Did the Slack MLE loop earlier this year. The role was on the search and discovery team, so there was a heavy recommendation systems angle. If you're coming from a pure modeling background without recsys experience, you'll want to brush up.
First, the structure. Five rounds total plus a recruiter screen:
Recruiter + HM screen. Normal stuff. The HM asked me specifically about any experience with ranking models and implicit feedback data. If you have this, lead with it early.
Coding round 1 (general SWE). This surprised me. Standard LC medium, nothing ML-specific. Graphs problem, BFS/DFS territory. I think they do this to confirm MLE candidates can actually write clean code. A lot of ML candidates have rusty CS fundamentals. Don't skip this.
Coding round 2 (ML-specific). Python, numpy, implementing things from scratch. I had to implement a cosine similarity function and then optimize it for a batch of vectors. Then they asked me to write a simple gradient descent update step. The bar here felt like: can you connect the math to actual code, or do you just call sklearn?
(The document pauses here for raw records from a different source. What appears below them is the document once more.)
PR #300, opened 2018-08-21
Bail out on compiler option -save-temps=obj

### LINKED ISSUE #299: Bail out on compiler option -save-temps=obj
Currently ccache bails out in the presence of -save-temps but does not bail out in the presence of -save-temps=obj

```
$ ./ccache-3.4.2/ccache /bin/gcc -x c -c -save-temps=obj main.c
$ ls
ccache-3.4.2  ccache-3.4.2.tar.bz2  main.c  main.o
$ ./ccache-3.4.2/ccache /bin/gcc -x c -c -save-temps main.c
$ ls
ccache-3.4.2  ccache-3.4.2.tar.bz2  main.c  main.i  main.o  main.s
$
```

afbjorklund:
Also add a test, and handle default (=cwd)

Closes #299

### DIFF
--- a/src/compopt.c
+++ b/src/compopt.c
@@ -35,6 +35,8 @@ static const struct compopt compopts[] = {
 	{"--output-directory", AFFECTS_CPP | TAKES_ARG}, // nvcc
 	{"--param",         TAKES_ARG},
 	{"--save-temps",    TOO_HARD},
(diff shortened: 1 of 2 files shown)


jrosdahl:
Applied, thanks!

PR #301, opened 2018-08-25
Add depend mode (avoid the preprocessor)

### LINKED ISSUE #234: Idea: Bypass preprocessor when creating cache entries
### Background
Direct mode gives us much faster cache hits because the preprocessor
is bypassed.  In this issue I'd like to share an idea on how to also
*create* cache entries without using a separate preprocessor step.  The
idea is to reduce unnecessary overhead when creating the cache entry.

Rationale:
 - when using `run_second_cpp` (which is the default now), ccache
   executes the preprocessor just to determine the object hash, and
   will do so for every cache miss.  While compiling, the same work is
   done again.
 - when executing a massively parallel build using ccache and distcc,
   the system controlling the build can get a fairly high load because of
   all these ccache-only preprocessor executions.
 - having only hashed compiler flags and per file checksums as in direct mode might 
   be just enough for practical caching purposes

### Method
CCache currently extracts the actual used files from the preprocessor
output.  When we pass the `-MD`/`-MMD` and `-MF` flags to the
compiler, it is also possible to get this list by parsing the
dependency output.

In short, the procedure will look like this:
 - on a direct cache miss, immediately run the actual compiler (with `-MD`)
 - get the include files from the .d file and calculate their hashes
 - use these hashes for both the manifest file and to create/extend
   the object hash
   
So this really is some hybrid of "direct mode" and `run_second_cpp`,
though the name of the latter doesn't really apply anymore in this case.

Here are some caveats when using this approach:
 - it is not possible to automatically distinguish system headers from
   other headers anymore, which e.g. makes it hard to have all
   contributing files in the manifest, but leave out the system headers
   from the .d files
 - changes such as `-D` flags that do not affect the build (because the
   preprocessor output is still the same) will be treated as cache misses
 - it does not work with the unify feature

I'm currently working on a prototype that expects the `-MD` or `-MMD`
flags to be already present.  In theory it's also possible to let CCache add
these flags when needed.

### Request for feedback
What do you think?  Is this something that might be incorporated into
CCache?  Do you have an idea on how to name this feature?  Anything else?

afbjorklund:
When using *run_second_cpp* (which is the default now), ccache executes
the preprocessor just to determine the object hash, and will do so for
every cache miss. While compiling, the same work is done again.

When executing a massively parallel build using ccache and distcc,
the system controlling the build can get a fairly high load because of
all these ccache-only preprocessor executions.

This is based on the work of @gjkloosterman, with remaining items addressed.

Closes #234


gjkloosterman:
@afbjorklund Thanks for picking this up and taking care of the loose ends!

jrosdahl:
@afbjorklund & @gjkloosterman: Merged to master now, thanks!

I made some improvements on top of your changes (https://github.com/ccache/ccache/compare/c424870...665320c); don't hesitate to review them if wanted.

afbjorklund:
Thanks

PR #310, opened 2018-09-12
Fix configure arg --without-bundled-zlib

rkitover:
If the result of the AC_ARG_WITH check is 'no', assume system zlib.


afbjorklund:
LGTM

jrosdahl:
Thanks, applied on master.

PR #311, opened 2018-09-12
Minor fixes for cygwin/msys2

rkitover:
Add -Wno-error=implicit-fallthrough to dev.mk so that zlib will compile
with -Werror.

Disable -Wdeprecated-declarations in the mkstemp() shim in util.c so
that it compiles with -Werror.

Fix a couple of erroneous checks in zlib that assume cygwin is the same
as win32.

### DIFF
--- a/configure.ac
+++ b/configure.ac
@@ -17,6 +17,7 @@ case $host in
 esac
 
 AC_SUBST(extra_libs)
+AC_SUBST(extra_cflags)
 AC_SUBST(include_dev_mk)
 AC_SUBST(test_suites)
 AC_SUBST(disable_man)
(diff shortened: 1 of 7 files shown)


rkitover:
Added autoconf check for `-Wimplicit-fallthrough`, build should pass now.

afbjorklund:
Have you reported these issues in zlib already ? Maybe that mkstemp is used in error, see 6354a40908f6975c1d7549506fe4ac3dce953ba4

It would be great if you were able to test the other MSYS fixes, that are proposed in: #246

rkitover:
Hi, yes if the mkstemp check for cygwin is a historical artifact, I would suggest removing it, there are very very few people using old versions of cygwin. If there are macros for cygwin/msys2 versions, I could use those as well, I will look. One case of old cygwin usage, is the original msys (not msys2) there are still a very few people sometimes using the original msys releases.

I'll figure out some way to detect all of this, if not by macros then with autoconf.

I will try that PR in my environment.

rkitover:
Forgot to say, I will check on the zlib upstream situation as well. The WIDECHAR thing has been around for a while.

rkitover:
@afbjorklund I tried to research the `mkstemp()` issue some more, and was not able to see anything relevant, other than people having issues because `mkstemp()` **forces** binary mode.

And this doc:

http://www.cygwin.com/cygwin-ug-net/using-textbinary.html

```
The mkstemp() and mkstemps() calls force binary mode.
Use mkostemp() or mkostemps() with the same flags as
open() for more control on temporary files.
```

I think we can safely assume that `mkstemp()` will force binary under any cygwin?

afbjorklund:
> I think we can safely assume that mkstemp() will force binary under any cygwin?

It certainly was broken at the time, and most people don't care about text/binary.

Maybe it is this commit ? The one with `mkostemps`... Doesn't really matter.
https://cygwin.com/git/gitweb.cgi?p=newlib-cygwin.git;a=commitdiff;h=8092f467704a09cbfffb553e38f6ca1408c0d9ed

rkitover:
@afbjorklund in regards to the `mkstemp()` issue, the comment says:

```
mkstemp() on some versions of cygwin don't handle binary files, so override.
```

I can find no documentation for this claim, the cygwin documentation says binary files are always created.

If it ever did not do this, there is no way to check with a configure test because the behavior would depend on mount point options.

For the time being I just removed the check completely in this PR.

As for zlib, I'm afraid I hit a dead end. The mailing list is dead and requires confirmation by someone who is not responding. There are public repos or issue tracking. I don't think having these minor changes in the zlib directory would be a big deal for the time being.

jrosdahl:
@afbjorklund: LGTY?

jrosdahl:
Thanks, applied on master.

Note that the zlib fixes will most likely be lost when we upgrade zlib the next time...

PR #315, opened 2018-09-16
Add option for enabling more compiler warnings

afbjorklund:
`./configure --enable-more-warnings`

Address most warnings, except those about conversion between float/double and int32_t/int64_t.

We also get some warnings from included system headers, that we need to suppress (for `-Werror`)

Now passes `gcc -Wextra` (including pedantic) and `clang -Weverything` (with some exceptions)


jrosdahl:
Thanks, merged to master (with some tweaks).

ML design round. The main event. The prompt: design a search ranking model for Slack's search feature. This is open-ended on purpose. I structured it as: problem framing, data sources and signals, feature engineering, model choice, training setup, serving/latency constraints, metrics and evaluation, A/B testing plan. I talked about transformer-based semantic search, BM25 as a baseline, learning-to-rank (LTR) with LambdaMART as a middle path. They asked hard questions about cold start (what happens for a brand new workspace with no usage data) and feedback loops (how do you avoid reinforcing bad results). Spend real time on this round if you can.
Behavioral round. One from the bar raiser program. Asked about a time I shipped something that failed in production, how I dealt with ambiguity on a past project, and one values question about working in a mission-driven environment. They care about communication here, not just technical chops.
The loop felt well-designed for an MLE role. It wasn't just a SWE interview with 'also you like ML right?' stapled on.
Timeline: recruiter screen to offer was 4.5 weeks. Debrief took longer than expected, about a week and a half. I was told this was normal for ML roles because the hiring committee is larger.
Comp for a senior MLE (L5 equivalent): base in the 200-220 range, RSUs on top. I'm SF-based so YMMV. Did not get counter data from other offers so I can't say how much room there was.